CTE teachers understands their students wants to return to school because online learning limits their opportunity for the hands on, kinetic type learning they are used to in school. Sophomore Eric C is in Chef G’s cooking class and is really missing the cooking experience so many others have raved about for years. “I miss being able to cook with Chef G. We get to watch her cook but don’t get to experience cooking it for ourselves,” he shares.

Child Development courses is a popular CTE pathway at Kenwood. Students enjoy getting to take on the role as teacher with the small group of preschool students that attend their class. Child development teacher Abbie Reed she has been teaching the Child Development CTE classes for 21 years. But this year she has had to complete change how she conducts the course. “It’s individual work instead of group work. NO “hands on” learning because all students do not have access to supplies at home,” she shares. Kaylee G is in Ms. Reed’s Child Development class and adds, “Usually we would be able to interact with the preschool kids but now unfortunately we don’t get that experience.”

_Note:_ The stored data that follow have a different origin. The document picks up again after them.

PR #1102, opened 2018-12-13
Fix windows path issue

dvush:
## Overview

### Definition of Done

### DIFF
--- a/components/build/src/lib.rs
+++ b/components/build/src/lib.rs
@@ -36,7 +36,7 @@ fn get_proto_files<P: AsRef<Path>>(path: &P) -> Vec<PathBuf> {
         .filter_map(|e| {
             let e = e.ok()?;
             if e.path().extension()?.to_str() == Some("proto") {
-                Some(e.path().into())
+                Some(clean_path(e.path()))
             } else {
                 None
             }
@@ -112,6 +112,9 @@ where
     I: IntoIterator<Item = R>,
     T: AsRef<str>,
 {
+    let input_dir = clean_path(input_dir);
+    let includes = includes.into_iter().map(clean_path).collect::<Vec<_>>();
+
     let out_dir = env::var("OUT_DIR")
         .map(PathBuf::from)
         .expect("Unable to get OUT_DIR");
@@ -132,8 +135,7 @@ where
         includes: &includes
             .iter()
             .map(|s| {
-                s.as_ref()
-                    .to_str()
+                s.to_str()
                     .expect("Include dir name is not convertible to &str")
             }).collect::<Vec<_>>(),
         customize: Customize {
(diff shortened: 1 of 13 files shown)


components/build/src/lib.rs
```diff
@@ -173,3 +174,13 @@ where
...
     env::var("DEP_EXONUM_PROTOBUF_PROTOS").expect("Failed to get exonum protobuf path")
 }
+
+// The problem is that
+// 1) On Windows path can contain both / and \.
+// 2) `protoc_rust` compares paths as strings but same path can have different representation as a string.
+fn clean_path<P: AsRef<Path>>(path: P) -> PathBuf {
+    path.as_ref()
+        .to_str()
+        .map(|s| PathBuf::from(s.replace("\\", "/")))
```
aleksuss: I against such hacks in the code. I'd prefer to create PR into `protobuf-rust` which will fix that issue.

components/build/src/lib.rs
```diff
@@ -173,3 +174,13 @@ where
 pub fn get_exonum_protobuf_files_path() -> String {
     env::var("DEP_EXONUM_PROTOBUF_PROTOS").expect("Failed to get exonum protobuf path")
 }
+
+// The problem is that
+// 1) On Windows path can contain both / and \.
+// 2) `protoc_rust` compares paths as strings but same path can have different representation as a string.
+fn clean_path<P: AsRef<Path>>(path: P) -> PathBuf {
```
ilammy: I think that this may be used as a <i>temporary</i>™ workaround, but it sounds like a bug that has to be reported to **rust-protobuf**. I would strongly consider taking time to pinpoint and report it (there doesn't seem to be a similar issue yet). The whole reason behind `std::fs::Path` existence is to prevent exactly this kind of bugs.

I'd also rename this function to `canonicalize_separators` because 'clean' is not obvious enough.

It would also be great to see some basic tests for this function so that its effect is more clear.

I'm also slightly curious whether this implementation correctly handles all intricacies of Windows paths, like disk labels (`C:\Some\Directory` not turning into `/C:/Some/Directory` with a leading slash) and UNC paths (`\\some\path` not turning into `/some/path`, with a single slash). This `to_str` also looks fishy because strictly speaking paths are not required to be valid Unicode text (on Windows and UNIX alike). Another thing that I would like to note is that backslash `\` can be used in file names on UNIX platforms so we probably should not convert it into a directory separator.

However, I'm willing to sacrifice a bit of my karma and can ignore all these minutiae considering that this is a workaround which hopefully will be removed in the future. But I would strongly prefer this to be accompanied by at least a bug report to rust-protobuf (or a fix in rust-protobuf, but that may be to costly to do at the moment), as well as a giant comment `// THIS IS A HACK DON'T DO LIKE THIS IN PRODUCTION CODE KIDS`.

CTE and performing arts teachers are learning to utilize tools they hadn’t used much prior to virtual learning. Nicole Pennington, Kenwood’s chorus and choir teacher, helps has students use FlipGrid to record videos of themselves singing. “I’m using FlipGrid A LOT for recording purposes. My students have to record themselves once a week showing they’ve practiced the section of the music we are doing for the week. I’ve posted videos of the parts being played and of me singing each part so they can practice even without me there.” Last Spring she was also able to put together a performance video to share of students’ performances from home.

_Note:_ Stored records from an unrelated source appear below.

PR #1165, opened 2019-01-04
CHANGELOG actualization

aleksuss:
Added info about patch releases.

### DIFF
--- a/components/derive/Cargo.toml
+++ b/components/derive/Cargo.toml
@@ -8,7 +8,7 @@ documentation = "https://docs.rs/exonum-derive"
 license = "Apache-2.0"
 keywords = ["protobuf", "exonum"]
 categories = ["development-tools"]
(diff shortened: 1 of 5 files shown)


components/derive/Cargo.toml
```diff
@@ -5,10 +5,10 @@ authors = ["The Exonum Team <exonum@bitfury.com>"]
 homepage = "https://exonum.com/"
 repository = "https://github.com/exonum/exonum"
 documentation = "https://docs.rs/exonum-derive"
-readme = "README.md"
 license = "Apache-2.0"
 keywords = ["protobuf", "exonum"]
 categories = ["development-tools"]
+description = "Helper macroses for serialization structs in protobuf."
```
popzxc: AFAIK "macros" is already plural and shouldn't be pluralized even more :)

Kenwood’s well loved cooking classes with Chef G has also been a course that is not quite the same in a digital format. Students cooking together and the smells coming from Chef G’s is a fond memory of time spent in Chef’s G’s class but now it’s different. “We do demos. Students will be starting knife skills soon and will receive playdough to practice their cuts. We’ve used videos and interactive digital notebooks for the academic portions of the class.” Chef G is enjoying the togetherness that learning and talking about food brings but “The biggest missing ingredient of all of this is the teamwork, the soft and technical skill development that leads to stretching abilities, and especially the pride in watching yourself and others get better each day that only the shared experience of working in the kitchen together can bring. Personally, the further I get in my curriculum the more I miss being with the students because even though they may not know what they are missing, I know what this experience could be for them.”

The loss of in person learning is heavily felt in the CTE and performing arts courses but teachers and students are doing the best to make the situation work digitally until they can be together in person again to sing, perform, build, cook, teach, and all the others things students and teachers enjoyed doing together before the pandemic struck.